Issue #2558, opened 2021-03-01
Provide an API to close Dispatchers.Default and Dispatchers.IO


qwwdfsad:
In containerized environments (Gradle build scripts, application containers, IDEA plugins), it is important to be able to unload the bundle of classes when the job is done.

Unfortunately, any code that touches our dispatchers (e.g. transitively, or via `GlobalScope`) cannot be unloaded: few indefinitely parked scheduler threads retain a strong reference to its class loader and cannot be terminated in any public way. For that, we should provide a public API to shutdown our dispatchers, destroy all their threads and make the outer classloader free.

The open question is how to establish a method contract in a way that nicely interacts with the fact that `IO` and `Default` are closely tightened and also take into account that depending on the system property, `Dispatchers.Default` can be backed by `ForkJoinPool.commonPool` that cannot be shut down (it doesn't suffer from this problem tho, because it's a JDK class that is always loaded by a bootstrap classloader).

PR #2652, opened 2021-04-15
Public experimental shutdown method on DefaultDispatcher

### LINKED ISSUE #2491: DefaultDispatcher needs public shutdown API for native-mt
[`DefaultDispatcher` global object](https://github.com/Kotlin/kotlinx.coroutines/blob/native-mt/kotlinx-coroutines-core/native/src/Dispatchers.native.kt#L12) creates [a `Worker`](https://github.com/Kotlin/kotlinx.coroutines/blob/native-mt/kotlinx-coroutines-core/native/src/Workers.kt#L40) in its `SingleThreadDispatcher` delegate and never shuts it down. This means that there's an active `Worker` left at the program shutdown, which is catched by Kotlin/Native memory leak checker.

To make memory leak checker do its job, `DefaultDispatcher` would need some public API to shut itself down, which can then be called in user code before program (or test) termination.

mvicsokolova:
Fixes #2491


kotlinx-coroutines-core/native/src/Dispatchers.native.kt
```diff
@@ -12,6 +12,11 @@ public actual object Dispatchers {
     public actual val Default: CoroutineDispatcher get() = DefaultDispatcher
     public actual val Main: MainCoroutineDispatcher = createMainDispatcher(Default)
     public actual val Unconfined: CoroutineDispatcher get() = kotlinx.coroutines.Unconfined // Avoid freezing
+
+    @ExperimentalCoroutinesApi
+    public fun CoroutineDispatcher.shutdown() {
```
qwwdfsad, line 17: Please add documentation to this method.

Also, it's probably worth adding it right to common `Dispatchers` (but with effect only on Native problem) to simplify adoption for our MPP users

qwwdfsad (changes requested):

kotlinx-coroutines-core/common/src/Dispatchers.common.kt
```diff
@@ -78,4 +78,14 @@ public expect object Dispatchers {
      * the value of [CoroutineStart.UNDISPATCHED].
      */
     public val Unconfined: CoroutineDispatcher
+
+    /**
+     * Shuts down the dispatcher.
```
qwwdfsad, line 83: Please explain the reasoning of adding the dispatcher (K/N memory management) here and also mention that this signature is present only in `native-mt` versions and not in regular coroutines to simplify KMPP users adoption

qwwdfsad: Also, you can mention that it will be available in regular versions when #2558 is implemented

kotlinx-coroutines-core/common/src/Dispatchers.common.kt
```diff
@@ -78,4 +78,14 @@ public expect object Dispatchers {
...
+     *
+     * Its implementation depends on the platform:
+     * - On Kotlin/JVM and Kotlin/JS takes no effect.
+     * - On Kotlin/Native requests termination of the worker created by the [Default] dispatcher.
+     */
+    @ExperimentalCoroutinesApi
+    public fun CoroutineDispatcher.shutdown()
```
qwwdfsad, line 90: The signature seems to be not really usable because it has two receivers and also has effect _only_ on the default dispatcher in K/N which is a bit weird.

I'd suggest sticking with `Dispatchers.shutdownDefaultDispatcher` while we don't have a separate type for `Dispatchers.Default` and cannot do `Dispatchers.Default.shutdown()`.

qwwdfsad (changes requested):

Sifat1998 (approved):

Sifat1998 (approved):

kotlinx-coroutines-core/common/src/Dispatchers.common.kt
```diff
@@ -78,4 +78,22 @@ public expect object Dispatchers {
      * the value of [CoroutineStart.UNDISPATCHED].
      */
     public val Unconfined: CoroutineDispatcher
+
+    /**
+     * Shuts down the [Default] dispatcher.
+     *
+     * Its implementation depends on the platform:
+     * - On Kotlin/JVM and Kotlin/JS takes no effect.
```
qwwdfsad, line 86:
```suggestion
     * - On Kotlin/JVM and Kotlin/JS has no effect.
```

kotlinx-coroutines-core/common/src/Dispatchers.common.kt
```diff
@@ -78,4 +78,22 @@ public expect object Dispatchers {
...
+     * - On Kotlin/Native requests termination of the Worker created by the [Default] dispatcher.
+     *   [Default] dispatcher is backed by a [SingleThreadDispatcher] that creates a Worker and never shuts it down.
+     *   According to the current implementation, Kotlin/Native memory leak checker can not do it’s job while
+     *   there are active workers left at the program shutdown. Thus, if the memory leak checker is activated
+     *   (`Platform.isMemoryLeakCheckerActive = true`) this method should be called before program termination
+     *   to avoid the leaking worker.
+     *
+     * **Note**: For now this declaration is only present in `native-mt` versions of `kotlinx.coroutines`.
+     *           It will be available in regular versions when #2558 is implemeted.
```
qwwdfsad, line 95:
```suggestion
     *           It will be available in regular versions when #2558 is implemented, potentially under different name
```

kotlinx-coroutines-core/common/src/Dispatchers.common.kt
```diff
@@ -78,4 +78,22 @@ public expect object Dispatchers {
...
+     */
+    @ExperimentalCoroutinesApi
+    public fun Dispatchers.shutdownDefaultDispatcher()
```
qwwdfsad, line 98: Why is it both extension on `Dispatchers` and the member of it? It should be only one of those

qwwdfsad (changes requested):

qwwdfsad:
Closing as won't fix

==

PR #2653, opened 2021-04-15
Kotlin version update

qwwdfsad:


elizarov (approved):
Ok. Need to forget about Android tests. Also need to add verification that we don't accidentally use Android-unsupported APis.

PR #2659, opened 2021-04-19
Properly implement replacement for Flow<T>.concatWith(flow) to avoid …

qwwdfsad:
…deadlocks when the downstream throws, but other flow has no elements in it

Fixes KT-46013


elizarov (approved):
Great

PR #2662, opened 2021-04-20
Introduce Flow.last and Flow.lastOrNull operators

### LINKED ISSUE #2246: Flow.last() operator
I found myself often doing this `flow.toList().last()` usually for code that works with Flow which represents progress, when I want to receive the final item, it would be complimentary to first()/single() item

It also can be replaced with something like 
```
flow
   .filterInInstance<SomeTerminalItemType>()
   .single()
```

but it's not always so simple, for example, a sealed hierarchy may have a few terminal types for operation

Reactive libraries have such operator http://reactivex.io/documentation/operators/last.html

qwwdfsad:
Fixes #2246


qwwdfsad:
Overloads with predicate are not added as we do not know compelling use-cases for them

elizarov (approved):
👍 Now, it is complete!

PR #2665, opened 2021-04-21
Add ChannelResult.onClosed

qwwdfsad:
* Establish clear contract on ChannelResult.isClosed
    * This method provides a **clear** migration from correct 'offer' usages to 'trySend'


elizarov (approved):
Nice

---

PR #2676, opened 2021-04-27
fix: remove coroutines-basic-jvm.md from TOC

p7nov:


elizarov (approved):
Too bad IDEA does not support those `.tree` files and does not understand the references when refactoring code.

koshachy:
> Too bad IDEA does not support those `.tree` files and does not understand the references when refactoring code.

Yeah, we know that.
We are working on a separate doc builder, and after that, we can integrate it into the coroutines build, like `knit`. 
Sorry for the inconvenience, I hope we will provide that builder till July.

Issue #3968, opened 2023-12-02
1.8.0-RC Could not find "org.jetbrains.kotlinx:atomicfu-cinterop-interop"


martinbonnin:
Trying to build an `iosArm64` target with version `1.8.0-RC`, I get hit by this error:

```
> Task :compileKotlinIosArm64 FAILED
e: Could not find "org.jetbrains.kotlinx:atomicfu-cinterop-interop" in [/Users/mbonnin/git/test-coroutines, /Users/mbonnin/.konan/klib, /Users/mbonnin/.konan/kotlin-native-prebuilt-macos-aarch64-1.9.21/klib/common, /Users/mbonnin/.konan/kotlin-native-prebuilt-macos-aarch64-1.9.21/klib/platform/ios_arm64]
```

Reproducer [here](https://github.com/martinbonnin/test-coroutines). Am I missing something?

• _REQUIRED ACTION_
All lines of the material that contain the string "documentation" are to be copied.

• _FINAL ANSWER_
qwwdfsad, line 17: Please add documentation to this method.
Reactive libraries have such operator http://reactivex.io/documentation/operators/last.html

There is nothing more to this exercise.